Семен, узнавши, что княгиня его и дети, и казна попали в руки врагов, выдержал недолго, вскоре прислал челобитную Василию, прося опаса, и когда опас был ему даден, приехал сам. Василий пожелал лично встретить сломленного ворога своего. Узрел седые заплешивевшие виски, потухший взор, услышал сухой болезненный кашель больного князя. Смягчился, раздумав отсылать Семена в монастырь, и приказал отослать на Вятку, под тамошний надзор, с княгинею и детьми. И уже было нечем жить, и незачем жить. Через пять месяцев, впавши в «большой недуг», месяца декабря в двадцать первый день тысяча четыреста второго года от Рождества Христова Семен умер, так и не добыв, ни себе, ни потомкам своим захваченные московитом Суздаль, Нижний Новгород и Городец. Но то было уже потом, уже через лето после того, как Юрий Святославич занял Смоленск, а Витовт тою же осенью приходил под Смоленск ратью, разграбил волость, но града не взял, паки отступив, но отнюдь не отказавшись выбить Юрия Святославича из Смоленска, по пословице: не мытьем, так катаньем. Тем паче, в городе за время литовской осады начались голод и мор, а жестокости князя Юрия отвратили от него многих недавних доброхотов.
В ту и последующую осени небо тревожили грозные знамения. 29 октября 1401 лета затмило солнце, а в начале другоряднего года, в марте, на небе явилась звезда, копейным образом восходившая каждую ночь двенадцать дней подряд, а потом невестимо исчезла.

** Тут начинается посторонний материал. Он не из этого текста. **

PR #5342, opened 2025-01-05
Handle shadowed plugins

brimoor:
## Change log

- Updates the plugins API to gracefully ignore plugins that are "shadowed" by other plugins of the same name
- Ensures that `download_plugin(..., overwrite=True)` and `create_plugin(..., overwrite=True)` cannot overwrite builtin plugins

## Example usage

```shell
PLUGINS_DIR="$(fiftyone config plugins_dir)"

# (if necessary) remove source install of `fiftyone-plugins`
unlink "$PLUGINS_DIR/fiftyone-plugins"

# Install a plugin
fiftyone plugins download \
    --plugin-names @voxel51/dashboard

# Duplicate the plugin
ORIG_DIR="$PLUGINS_DIR/@voxel51/dashboard"
DUP_DIR="$PLUGINS_DIR/also_dashboard"
cp -R $ORIG_DIR $DUP_DIR

# See how duplicate plugins are handled
fiftyone plugins list
"""
plugin                            version    enabled    builtin    shadowed    directory
--------------------------------  ---------  ---------  ---------  ----------  ------------------------------------------------------
@voxel51/operators                1.0.0      ✓          ✓                      /Users/Brian/dev/fiftyone/plugins/operators
@voxel51/panels                   1.0.0      ✓          ✓                      /Users/Brian/dev/fiftyone/plugins/panels
@voxel51/dashboard                1.0.1      ✓                                 /Users/Brian/fiftyone/__plugins__/@voxel51/dashboard
@voxel51/dashboard                1.0.1                            ✓           /Users/Brian/fiftyone/__plugins__/also_dashboard
"""

# Verify that the App works
# EG launch the Dashboard panel
fiftyone app launch

# Only affects the "active" plugin
# "Shadowed" plugin remains disabled
fiftyone plugins disable @voxel51/dashboard
fiftyone plugins list

# Only affects the "active" plugin
# "Shadowed" plugin remains disabled
fiftyone plugins enable @voxel51/dashboard
fiftyone plugins list

# Shows the "active" plugin
# The `shadow_paths` row indicates that this plugin is shadowing `also_dashboard`
fiftyone plugins info @voxel51/dashboard

# Show info about a "shadowed" plugin
fiftyone plugins info $DUP_DIR

# Delete a shadowed plugin
rm -rf $DUP_DIR

# The `shadowed` column is only shown if there are actually shadowed plugins
fiftyone plugins list
"""
plugin                            version    enabled    builtin    directory
--------------------------------  ---------  ---------  ---------  ------------------------------------------------------
@voxel51/operators                1.0.0      ✓          ✓          /Users/Brian/dev/fiftyone/plugins/operators
@voxel51/panels                   1.0.0      ✓          ✓          /Users/Brian/dev/fiftyone/plugins/panels
@voxel51/dashboard                1.0.1      ✓                     /Users/Brian/fiftyone/__plugins__/@voxel51/dashboard
"""

# Cleanup
fiftyone plugins delete @voxel51/dashboard

# (if necessary)
cd /path/to/fiftyone-plugins
ln -s "$(pwd)" "$(fiftyone config plugins_dir)/fiftyone-plugins"
```

## Release Notes

- **New Features**
  - Enhanced plugin management with support for shadowed plugins.
  - Expanded `fiftyone plugins info` command to accept plugin name or directory path.

- **Documentation**
  - Updated CLI documentation to clarify plugin information retrieval.
  - Improved command usage examples for plugin-related commands.

- **Improvements**
  - Added more comprehensive plugin listing capabilities, including shadowed plugins.
  - Enhanced plugin detection and management logic.
  - Improved error handling and logging for plugin operations.

These updates provide more flexibility and clarity in managing FiftyOne plugins, making it easier to discover and interact with plugin resources.

### DIFF
--- a/fiftyone/plugins/core.py
+++ b/fiftyone/plugins/core.py
@@ -5,7 +5,6 @@ Core plugin methods.
 | `voxel51.com <https://voxel51.com/>`_
 |
 """
-from collections import Counter
 from dataclasses import dataclass
 import json
 import logging
@@ -13,6 +12,7 @@ import os
 from packaging.requirements import Requirement
 import re
 import shutil
+from typing import Optional
 
 import yaml
 
@@ -44,19 +44,22 @@ class PluginPackage:
 
     name: str
     path: str
+    shadow_paths: Optional[list[str]] = None
 
     def __repr__(self):
         return f"Plugin(name={self.name}, path={self.path})"
 
 
-def list_plugins(enabled=True, builtin=False):
-    """Returns the definitions of available plugins.
+def list_plugins(enabled=True, builtin=False, shadowed=False):
+    """Lists available plugins.
 
     Args:
         enabled (True): whether to include only enabled plugins (True) or only
             disabled plugins (False) or all plugins ("all")
         builtin (False): whether to include only builtin plugins (True) or only
             non-builtin plugins (False) or all plugins ("all")
+        shadowed (False): whether to include only "shadowed" duplicate plugins
+            (True) or only usable plugins (False) or all plugins ("all")
 
     Returns:
         a list of :class:`PluginDefinition` instances
@@ -67,12 +70,17 @@ def list_plugins(enabled=True, builtin=False):
     if builtin == "all":
         builtin = None
 
+    if shadowed == "all":
+        shadowed = None
+
     plugins = []
-    for p in _list_plugins(enabled=enabled, builtin=builtin):
+    for p in _list_plugins(
+        enabled=enabled, builtin=builtin, shadowed=shadowed
+    ):
         try:
-            plugins.append(_load_plugin_definition(p))
+            plugins.append(_load_plugin_definition(plugin=p))
         except:
-            logger.debug(f"Failed to parse plugin at '{p.path}'")
+            logger.info(f"Failed to parse plugin at '{p.path}'")
 
     return plugins
 
@@ -141,7 +149,8 @@ def list_downloaded_plugins():
     Returns:
         a list of plugin names
     """
-    return _list_plugins_by_name(builtin=False)
+    plugins = _list_plugins(builtin=False, shadowed=False)
+    return [p.name for p in plugins]
 
 
 def list_enabled_plugins():
@@ -150,7 +159,8 @@ def list_enabled_plugins():
     Returns:
         a list of plugin names
     """
-    return _list_plugins_by_name(enabled=True, builtin=False)
+    plugins = _list_plugins(enabled=True, builtin=False, shadowed=False)
+    return [p.name for p in plugins]
 
 
 def list_disabled_plugins():
@@ -159,20 +169,25 @@ def list_disabled_plugins():
     Returns:
         a list of plugin names
     """
-    return _list_plugins_by_name(enabled=False, builtin=False)
+    plugins = _list_plugins(enabled=False, builtin=False, shadowed=False)
+    return [p.name for p in plugins]
 
 
-def get_plugin(name):
+def get_plugin(name=None, plugin_dir=None):
     """Gets the definition for the given plugin.
 
     Args:
-        name: the plugin name
+        name (None): the plugin name
+        plugin_dir (None): a directory containing the plugin
 
     Returns:
         a :class:`PluginDefinition`
     """
+    if plugin_dir is not None:
+        return _load_plugin_definition(plugin_dir=plugin_dir)
+
     plugin = _get_plugin(name)
-    return _load_plugin_definition(plugin)
+    return _load_plugin_definition(plugin=plugin)
 
 
 def find_plugin(name):
@@ -233,9 +248,12 @@ def download_plugin(url_or_gh_repo, plugin_names=None, overwrite=False):
     elif plugin_names is not None:
         plugin_names = set(plugin_names)
 
-    existing_plugin_dirs = {p.name: p.path for p in _list_plugins()}
-
+    existing_plugins = {
+        p.name: p for p in list_plugins(enabled="all", builtin="all")
+    }
     downloaded_plugins = {}
+    skipped_plugins = set()
+
     with etau.TempDir() as tmpdir:
         root_dir = tmpdir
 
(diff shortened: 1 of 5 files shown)


ritch:
```
(fiftyone-env2) ➜  plugins git:(prompt-on-cancel) ✗ fiftyone plugins disable @voxel51/panels
  File "/Users/ritchie/.pyenv/versions/fiftyone-env2/bin/fiftyone", line 8, in <module>
    sys.exit(main())
  File "/Users/ritchie/Projects/voxel51/fiftyone/fiftyone/core/cli.py", line 4715, in main
    args.execute(args)
  File "/Users/ritchie/Projects/voxel51/fiftyone/fiftyone/core/cli.py", line 4698, in <lambda>
    parser.set_defaults(execute=lambda args: command.execute(parser, args))
  File "/Users/ritchie/Projects/voxel51/fiftyone/fiftyone/core/cli.py", line 3986, in execute
    fop.disable_plugin(name)
  File "/Users/ritchie/Projects/voxel51/fiftyone/fiftyone/plugins/core.py", line 125, in disable_plugin
    raise ValueError(
ValueError: Cannot change enablement of builtin plugin '@voxel51/panels'
```

Lots of unrelated output, would have expected just the error message instead of the trace.

ritch:
Manually tested duplicate plugins, duplicate builtins, disabling builtins (possibly unrelated to this PR!) ✅

ritch:
Also tested duplicate builtins in the app ✅

fiftyone/plugins/core.py
```diff
@@ -44,19 +44,22 @@ class PluginPackage:
...
+def list_plugins(enabled=True, builtin=False, shadowed=False):
+    """Lists available plugins.
 
     Args:
         enabled (True): whether to include only enabled plugins (True) or only
             disabled plugins (False) or all plugins ("all")
         builtin (False): whether to include only builtin plugins (True) or only
             non-builtin plugins (False) or all plugins ("all")
+        shadowed (False): whether to include only "shadowed" duplicate plugins
+            (True) or only usable plugins (False) or all plugins ("all")
```
ritch, line 62: Can `builtin` and `shadowed` be used together? The wording here is confusing.

fiftyone/plugins/core.py
```diff
@@ -278,15 +296,21 @@ def download_plugin(url_or_gh_repo, plugin_names=None, overwrite=False):
...
-                etau.delete_dir(existing_dir)
-                plugin_dir = existing_dir
+                if existing_plugin.builtin:
+                    raise ValueError(
+                        f"Cannot overwrite builtin plugin '{plugin.name}'"
+                    )
+
+                logger.info(f"Overwriting existing plugin '{plugin.name}'")
+                plugin_dir = existing_plugin.directory
+                etau.delete_dir(plugin_dir)
```
ritch, line 313: When does this happen? I would hope that something like `fiftyone plugins download XXX --force` would be required to avoid accidentally deleting something. Possibly exists, just commenting here to make sure we double check this.

fiftyone/plugins/core.py
```diff
@@ -621,24 +668,25 @@ def _iter_plugin_metadata_files(root_dir=None, strict=False):
...
-    plugin = None
-    for _plugin in _list_plugins(enabled=enabled, builtin=builtin):
-        if _plugin.name == name:
-            if check_for_duplicates and plugin is not None:
-                raise ValueError(f"Multiple plugins found with name '{name}'")
+def _get_plugin(name, enabled=None, builtin=None):
+    for plugin in _list_plugins(
+        enabled=enabled, builtin=builtin, shadowed=False
+    ):
+        if plugin.name == name:
```
ritch, line 675: We use this style all over and its not that efficient. Instead of loading everything and then searching for a name we should load only until we get the named plugin. Mostly concerned about unnecessary fs calls.

Maybe a `_find_plugin(name=, plugin_dir=)` would be useful for this.

Can handle such improvements elsewhere.

fiftyone/plugins/definitions.py
```diff
@@ -194,6 +202,7 @@ def to_dict(self):
         """
         return {
             "name": self.name,
+            "builtin": self.builtin,
```
ritch, line 205: ?

ritch: I find that moving this arbitrarily adds to the OSS => teams conflicts.

ritch (approved):
LGTM

fiftyone/plugins/core.py
```diff
@@ -44,19 +44,22 @@ class PluginPackage:
 
     name: str
     path: str
+    shadow_paths: Optional[list[str]] = None
```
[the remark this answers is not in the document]
brimoor: My official mantra is follow the existing convention in the module you're contributing to, so I had to do it 😄 

And... also had to do it because it's required when defining data classes 😉

fiftyone/plugins/core.py
brimoor: Correct, user must specify `download_plugin(..., overwrite=True)` or `fiftyone plugins download ... --overwrite` in order to overwrite an existing plugin.

They'll get an error without forcing the overwrite.

fiftyone/plugins/core.py
brimoor: yes refactoring `_list_plugins()` to be a generator would 2x average performance here.

Importantly, however, I believe all of the App's plugin usage goes through `build_plugin_contexts()`, which is cached via `@plugins_cache`.

fiftyone/plugins/definitions.py
brimoor: I moved it so that `builtin` appears immediately below `name` when printing plugin info:

```
$ fiftyone plugins info @voxel51/operators
key                     value
----------------------  -----------------------------------------------------
name                    @voxel51/operators
builtin                 True
...
```

That's a bit hacky of course as it relies on dicts having a stable iteration order, which isn't necessarily guaranteed in general.

brimoor: +1 for not causing diffs that have no functional purpose though

ritch: Ah actually this makes sense, just didn't realize.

Знаменья же небесные редко на добро бывают! Чаще к худу, предвещая глады, войны, моровые поветрия и иную неподобь, насылаемую на ны, грехов ради наших. Во всяком случае, летописец XV столетия присовокупляет к сему, что в ту пору «воссташа языцы воеватися друг на друга; турки, ляхи, угры, немцы, литва, чехи. Орда, греки, русичи и иныя многия земли и страны смятошася и ратоваша друг друга, еще же и моры начаша являтися».